If you’re interested in what’s going on with Origami Experience 2.0 you might want to head over to the The Windows Experience Blog and check out Brandon LeBlanc’s post, Taking a Closer Look at the Origami Experience 2.0. That post is the intro to a 4 part series that Brandon is planning that covers web browsing, the interface to control your media, Origami Now, and Origami Picture Password. Matt, Rob and I got to check this out in Beta earlier this year. I won’t dare speak for Rob or Matt, but I came away particularly unimpressed. I’m well on record saying that I think that the UMPC form factor has seen its short day, and the fact that this application from Microsoft is still trying to find its way out the door only adds some fuel to that fire in my opinion.

That said, that’s my opinion and may not be yours, so if you’re interested, check out the post here.

Oe2

 



Tuesday, April 29, 2008 9:03:53 AM (Mountain Daylight Time, UTC-06:00)
I disagree with some of your comments on UMPCs but I agree that Origami is the wrong product.

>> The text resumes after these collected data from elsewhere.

PR #159, opened 2020-07-24
lodash use of modular npm package

o-alexandrov:
Thank you for this plugin!
Use of modular npm packages of lodash [is deprecated](https://github.com/lodash/lodash/issues/3838) and will be removed in lodash v5.

### DIFF
--- a/overlay/index.js
+++ b/overlay/index.js
@@ -1,4 +1,4 @@
-const debounce = require('lodash.debounce');
+const { debounce } = require('lodash');
 const RuntimeErrorFooter = require('./components/RuntimeErrorFooter');
 const RuntimeErrorHeader = require('./components/RuntimeErrorHeader');
 const CompileErrorContainer = require('./containers/CompileErrorContainer');
--- a/package.json
+++ b/package.json
@@ -51,7 +51,7 @@
     "ansi-html": "^0.0.7",
     "error-stack-parser": "^2.0.6",
     "html-entities": "^1.2.1",
-    "lodash.debounce": "^4.0.8",
+    "lodash": "^4.17.19",
     "native-url": "^0.2.6",
     "schema-utils": "^2.6.5",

For me, my UMPC (an OQO) is a working machine. I use it to do presentations, take notes in meetings (pen input is fantastic), work with email away from the office, and generally interact with the web. As an entertainment machine, it's too big and bulky. As a PDA, it's not always on in the background for alarms, nor is it instant on for quick use. It doesn't even attempt to be a phone. Still, for me, it is incredibly useful - far more so than the laptop it replaced.

However, the one thing it doesn't have is processor cycles to spare. Origami just screams dual core and a dedicated graphics card. I can't imagine doing anything beyond simple browsing if Origami was running on my OQO. Furthermore, I'd have to go back to keyboard input because handwriting recognition would slow to a crawl.

It's great eye candy and if I had a fast tablet PC I'd probably install it but for the UMPC market it's just too much, too soon. Maybe Via's Isaiah chip will change the equation. One can only hope.
Dave P
Wednesday, April 30, 2008 9:22:51 AM (Mountain Daylight Time, UTC-06:00)
It looks like they're stuck on the media center interface.